The two groups of patients have much in common. Neither particularly likes hearing voices. Both report hearing mean and sometimes violent commands. But in our sample of 20 comparable cases from each country, the voices heard by patients in Chennai are considerably less violent than those heard by patients in San Mateo, Calif.
Describing his own voices, an American matter-of-factly explained, “Usually it’s like torturing people to take their eyes out with a fork, or cut off someone’s head and drink the blood, that kind of stuff.” Other Americans spoke of “war,” as in, “They want to take me to war with them,” or their “suicide voice” asking, “Why don’t you end your life?”
In Chennai, the commanding voices often instructed people to do domestic chores — to cook, clean, eat, bathe, to “go to the kitchen, prepare food.” To be sure, some Chennai patients reported disgusting commands — in one case, a woman heard the god Hanuman insist that she drink out of a toilet bowl. But in Chennai, the horrible voices people reported seemed more focused on sex. Another woman said: “Male voice, very vulgar words, and raw. I would cry.”
These observations suggest that local culture may shape the way people with schizophrenia pay attention to the complex auditory phenomena generated by the disorder and so shift what the voices say and how they say it. Indeed, that is the premise of a new patient-driven movement, more active in Europe than in the United States, which argues that if you treat unsettling voices with dignity and respect, you can change them.
The Hearing Voices movement encourages people who hear distressing voices to identify them, to learn about them, and then to negotiate with them. It is an approach that flies in the face of much clinical practice in the United States, where psychiatrists tend to assume that treating such voices as meaningful encourages those who hear them to give them more authority and to follow their commands.
Yet while there is no judgment from the scientific jury at this point, there is evidence that at least some people find that when they use the Hearing Voices approach, their voices diminish, become kinder and sometimes disappear altogether — independent of any use of drugs.
This evidence is strengthened by a recent study in London that taught people with schizophrenia to create a computer-animated avatar for their voices and to converse with it.
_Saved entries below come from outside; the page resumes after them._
Issue #734, opened 2022-05-03
How are users' application permissions authorized?


zdsiyan:
For example, user X has access to application A, application B, application C; user Y has access to application A, application B. I have written the distinction to properties, is there any other solution？

PR #806, opened 2022-06-20
feat: implement access control using casbin

seriouszyx:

Patients chose a face for a digitally produced voice similar to the one they were hearing. They then practiced speaking to the avatar — they were encouraged to challenge it — and their therapist responded, using the avatar’s voice, in such a way that the avatar’s voice shifted from persecuting to supporting them.
All of the 16 patients who received a six-week trial of that therapy found that their hallucinations became less frequent, less intense and less disturbing. Most remarkably, three patients stopped hearing hallucinated voices altogether, even three months after the trial. One of those three patients had heard voices incessantly for the prior 16 years.
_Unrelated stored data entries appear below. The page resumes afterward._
PR #682, opened 2022-04-20
fix: fix failure of introspection

ComradeProgrammer:
Fix: https://github.com/casdoor/casdoor/issues/696

PR #811, opened 2022-06-21
fix: optimize api matching rules

aecra:
Revert: https://github.com/casdoor/casdoor/pull/682


hsluoyz:
Not the correct way to fix, see: https://github.com/casdoor/casdoor/pull/813

PR #813, opened 2022-06-21
fix: fix method for oauth

ComradeProgrammer:
fix: fix method for oauth


hsluoyz:
@Steve0x2a @seriouszyx is this method good? Plz review

aecra:
This is not a good way to fix oauth.

For example, access_token should only accept POST request. For OPTION request, there should be a signal func to return cors response. It is bad to execute POST func for OPTION.

And it is better to add an domain field to every application to verify OPTION request.

hsluoyz:
@aecra can you make a PR?

aecra:
@hsluoyz I can solve next week.

aecra:
#826

PR #825, opened 2022-06-23
fix: fix #784

### LINKED ISSUE #784: Signup page not loading and Social Signup buttons now showing on the signup page
- Using the  `casbin/casdoor:latest` docker image, fresh install. When social providers are added to the application, the sign-in page is showing the social login options, but the signup page is not (please refer below screenshot)

image

- Also when the "test signup page" button is clicked or the signup url of the application is pasted in the browser, it is redirecting to the casdoor home instead of showing the signup page

- On the Signin page the signup link button is also taking to the casdoor home instead of the signup page of the application. 
image

All values are in their default, no special changes have been made. Wondering what is the issue and how to make the signup page load correctly.
image

qianxi0410:


web/src/auth/SignupPage.js
```diff
@@ -499,6 +500,40 @@ class SignupPage extends React.Component {
     )
   }
 
+  renderProviderLogo(provider, application, width, margin, size) {
```
hsluoyz, line 503: Don't duplicate the code, put the shared code into Setting.js

web/src/auth/SignupPage.js
```diff
@@ -572,6 +607,13 @@ class SignupPage extends React.Component {
             {i18next.t("signup:sign in now")}
           </a>
         </Form.Item>
+        <Form.Item>
+          {
+            application.providers.filter(providerItem => this.isProviderVisible(providerItem)).map(providerItem => {
+              return this.renderProviderLogo(providerItem.provider, application, 30, 5, "small");
+            })
+          }
+        </Form.Item>
```
hsluoyz, line 616: Did you test the code if it works? Provide a demo video

hsluoyz (changes requested):

web/src/auth/SignupPage.js
qianxi0410: in application page:
图片

in test page:

图片

web/src/auth/SignupPage.js
qianxi0410: In fact, the redner function here does not need to use size, and the logic of processing saml is not clear now.

web/src/auth/SignupPage.js
hsluoyz: @qianxi0410 you need to center it

image

web/src/auth/SignupPage.js
hsluoyz: @qianxi0410 that's another issue. If you think it's an issue and want to fix it, you need to make a new PR

PR #838, opened 2022-06-30
fix: fix CORS error after sucessful OPTION

aecra:
Cross-origin requests other than preflight requests also need to add CORS response headers.


hsluoyz:
@aecra can you explain more? In what scenario it will have other CORS requests?

aecra:
Any cross-origin request would need a preflight request to confirem that this request is accepted. And the formal request also needs to add CORS response headers, otherwise the browser will not receive the response body.

PR #831, opened 2022-06-27
fix: some minor bugs and make Dockerfile more productive.

atompi:
### Make Dockerfile more productive.

+ Build all-in-one image:

```
docker build --target ALLINONE -t casbin/casdoor-all-in-one:latest .
```

+ Build standard image:

```
docker build --target STANDARD -t casbin/casdoor:latest .
```

### Solve the problem that the PermissionList page jumped abnormally when clicking the permission name in the list.

+ Insert the owner into the url when jumping to the permissions details page.

### Fix incorrect SignupApplication field value in initBuiltInUser.

+ Wrong SignupApplication value causes exceptions in multiple functions for the first admin user, such as uploading avatars, user detail pages, etc.

PR #871, opened 2022-07-09
feat: fix oauth unknown authority in docker

Abingcbc:
This has been fixed in PR: https://github.com/casdoor/casdoor/pull/491 by adding `ca-certificate`. But PR https://github.com/casdoor/casdoor/pull/831 removed these as 

> There are many unnecessary shell commands in the old Dockerfile, such as install ca-certificates && update-ca-certificates. When we use debian:lates or alpine:latest as the base image, /etc/ssl/certs/ca-certificates.crt already contains the latest ca certificates, and we don't need to perform an update operation every time we build.

 However, when I test with Github OAuth, `Post "https://github.com/login/oauth/access_token": X509 certificate signed by unknown authority` still raised. I guess default certificate in debain system is out of date. After I added `ca-certificate` again, it works.

### DIFF
--- a/Dockerfile
+++ b/Dockerfile
@@ -14,6 +14,10 @@ RUN ./build.sh
 FROM alpine:latest AS STANDARD
 LABEL MAINTAINER="https://casdoor.org/"
 
+RUN sed -i 's/https/http/' /etc/apk/repositories
+RUN apk add curl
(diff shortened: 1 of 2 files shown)


Abingcbc:
@ComradeProgrammer @hsluoyz PTAL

The more we know about the auditory hallucinations of schizophrenia, the more complex voice-hearing seems and the more heterogeneous the voice-hearing population becomes. Not everyone will benefit from the new approaches. Still, they offer hope for those struggling with a grim disease.
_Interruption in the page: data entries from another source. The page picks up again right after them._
Issue #850, opened 2022-07-03
Add frontend JS code linter


hsluoyz:
Right now we manually control the code style quality for JS code at: https://github.com/casdoor/casdoor/tree/master/web/src , but it's very tired for code review.

We need to setup a JS linter to `fully comply with our current code style`. It perhaps needs to tune the linter parameters to be close to what style we have now as much as possible.

Like:

https://github.com/casdoor/casdoor/blob/f37fd6ba87ce24cf5948b9a0ccd80647d21ac9d1/web/src/UserEditPage.js#L522-L574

Meanwhile, it is a sobering thought that the greater violence in the voices of Americans with schizophrenia may have something to do with those of us without schizophrenia. I suspect that the root of the differences may be related to the greater sense of assault that people who hear voices feel in a social world where minds are so private and (for the most part) spirits do not speak.
We Americans live in a society in which, when people feel threatened, they think about guns. The same cultural patterns that make it difficult to get gun violence under control may also be responsible for making these terrible auditory commands that much harsher.